Procter & Gamble, the largest personal-care products maker,
really missed the boat on natural toothpaste. Anyone who had
lived through the environmental and fitness booms could have
predicted that one. Instead, some guy in Maine beat them to the
punch with "Tom of Maine's All Natural Toothpaste." It
doesn't have any additives or sugar, just natural flavoring.
Tom has now come out with a variety of flavors-cinnamon, clove,
spearmint. No moss growing on his teeth. But Procter & Gamble
could have been in there. With their marketing muscle, they would
have had all the shelf space to themselves with a hot fad item.
The changes
you make don't need to be useful. They only need to be fun. Take
the toothpaste pump. This was a good attempt to make a sexy change
in a standard product. Sales rose sharply for Colgate, which
did it first. Who is to say that a toothpaste with a pump is
any better than one without? The important thing is that it is
different. If I were into toothpaste, I would have done the pump;
a year later, an aerosol can. Then a year later, I would do bubble
gum toothpaste that lets you brush your teeth and blow bubbles
at the same time.
So far
the big companies haven't absorbed the fad mentality.
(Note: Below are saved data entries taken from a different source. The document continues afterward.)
PR #1146, opened 2016-09-05
Prototype Manager Update

TomMalbran:
I moved the load functions outside of the constructor. All the prototypes are loaded by the ModsManager, since that is how it will work in the near future. This makes it possible to test with the PrototypeManager, since you can create an instance and then load the prototypes you want manually.

I also changed some of the function names to make them shorter.


TomMalbran:
The 3 unit test failing are from the Scheduler, because the Prototypes are now empty, but I believe that those should be fixed in #1132. But at the same time this change should make fixing them in #1132 a lot easier.

mikejbrown:
Gatekeepers: If you prefer to go this route you could close #1132 (as this makes that one largely irrelevant) and we'll make the needed fixes here so we have one working PR instead of two broken ones.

Otherwise
Coca-Cola would have thought up designer water instead of fiddling
with the flavor of Coke and leaving the huge bottled-water market
to foreign companies such as Perrier.
When trying
to launch something new you should do a little research to make
sure your idea hasn't already been tried. You would be surprised
at the number of calls I get from people on the Fad Hotline telling
me what a great idea they have. These people tend to be on the
intellectual side-a lot of fad inventors are-and they have been
sitting in their easy chairs just thinking, sometimes for years.
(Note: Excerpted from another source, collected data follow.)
PR #1151, opened 2016-09-05
Log failed unit tests to Travis CI

bjubes:
when a Travis build fails due to a unit test failing, Travis will now log the exact failure at the end of the build log.

here is a sample where two unit test fail:
https://travis-ci.org/bjubes/ProjectPorcupine/builds/157662489

### DIFF
--- a/Scripts/test.sh
+++ b/Scripts/test.sh
@@ -40,7 +40,7 @@ if [ "$errorCount" != "0" ]; then
     echo $errorCount ' unit tests failed!'
      
      #show the exact unit test failure
-    echo 'The following unit tests failed:'
+    echo '\nThe following unit tests failed:'
     echo | grep 'success="False"' EditorTestResults.xml | grep 'test-case'
    
     exit 1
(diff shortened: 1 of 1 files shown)


bjubes:
for comparison purposes, this is a build that failed two unit tests on the current master 
https://travis-ci.org/TeamPorcupine/ProjectPorcupine/builds/157551821

Grenkin1988:
Could we somehow highlight ` success="False" ` ?

svmnotn:
@Grenkin1988 why? from the link it shows the name of what test failed, so there is no need to specifically highlight that they failed (if they are shown, they failed) if anything I think maybe only showing the name property instead of the whole xml line might look better.

Grenkin1988:
I am blind perhaps. Where?
image

svmnotn:
wrong link @Grenkin1988 it is this one: https://travis-ci.org/bjubes/ProjectPorcupine/builds/157662489

Grenkin1988:
O.K. I am blind :-(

One guy called up to tell me about blinking lights you could
attach to your car to indicate which way the car was about to
turn. Another thought a machine to answer your phone when you
aren't home would be a great innovation. These are great ideas
to someone living in a convent.
Let me
tell you something else that definitely is not a fad. Whatever
you do, don't sink your life's savings into cliche items. I walk
into souvenir and gift shops all the time and feel sorry for
the guy who thought up the item that consists of a "stick
in the mud." Or how about a bottle of "hot air" or
a "losing your marbles" paperweight? These cliches
have name recognition but are lifeless. If it was ever funny
to see a skull full of marbles with a few dribbling out, it isn't
anymore. Forget it.
The same
goes for gadgets that surprise us because they go against our
expectations. A piece of rubber that turns from blue to orange
when you touch it is interesting, but interesting only once.
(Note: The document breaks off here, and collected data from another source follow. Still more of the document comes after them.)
PR #1158, opened 2016-09-05
Furniture Animation defined in xml

Raketfart:
Furniture animations are now easy to add the data/furniture.xml, and switching animation states in lua.

I redid the cloning pod, to test that it worked on an existing animation.
I also stole (with permission) @Tranberry 's power generator, and added a light, that will shine when the power generator is working:
furniture animation


sboigelot:
As I and many other, I think you are branching out of your local/master and not out of upstream/master, this explain why you have all the previous merge in your PR. It's not a big deal for this PR by think about it for the next one ;)

Raketfart:
@sboigelot Yes, you are probably right. I don't remember exactly how I created this branch, but I will try to do what you suggested next time.

Assets/StreamingAssets/LUA/Furniture.lua
```diff
@@ -485,29 +485,17 @@ function CloningPod_UpdateAction(furniture, deltaTime)
         false
     )
 
+    if (furniture.JobCount() < 1) then
```
TomMalbran: At this point ```furniture.JobCount() == 0``` and we are about to create a new job, so this isn't required.
You could move the SetAnimation after the job is added.

TomMalbran:
This looks like a great first step. We can expand this to handle other animations like the door or the oxygen compressor and the accumulator.

For the oxygen compressor and the accumulator it will be easy to have a 1 fps animation for each stage, and set those on the update. For the door we could do the same or try to have an animation that does the opening which is synched with the openness. Or do you think that it might benefit of a different type frame by frame animation where each frame is set manually or is based on a param?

You will not care about it again. There is no ongoing charm and
no fun to it.
The same
goes for gadgets that do one thing exactly the same way all the
time, such as a windup toy that does backflips. Watching a Wallwalker
is like watching a cat, something alive, because it doesn't do
the same thing over again. Unpredictability is its hallmark.
You could say the same thing about Silly Putty. The face you
lift off the comic strip page always stretches in a different
way. Both the Wallwalker and Silly Putty have an element of human
interaction. It matters what you do to them. They can capture
the imagination because they take some imagination.
Natural
phenomena are not fads, so pass on any schemes to capitalize
on such events as Halley's Comet. Besides lack of shelf life
(meaning total amount of time its interest is held), most of
us have little enough control over things in our own backyard,
much less what is going on in the fifth dimension. A lot of shirts
have been lost on comets, eclipses, hurricanes, and similar developments.
Like natural
phenomena, historic events are out. I know of only one that worked-the
Miss Liberty Styrofoam crowns-and that only in midtown Manhattan.
I get hundreds of calls from people who spend every waking minute
trying to figure an angle on the five-hundredth birthday of the
discovery of America in 1992. These people would do better to
put their money in a passbook account.
I'm happy
to say that the Wacky Wallwalker definitely fits into the useless
category. It just crawls down the wall. And it does that fairly
well. But there wasn't a crying need out there for something
that crawls down the wall. Somebody asked me once, "Well,
what is the social significance of the Wallwalker?" Now,
I hear a lot of dumb questions, but that's about the dumbest.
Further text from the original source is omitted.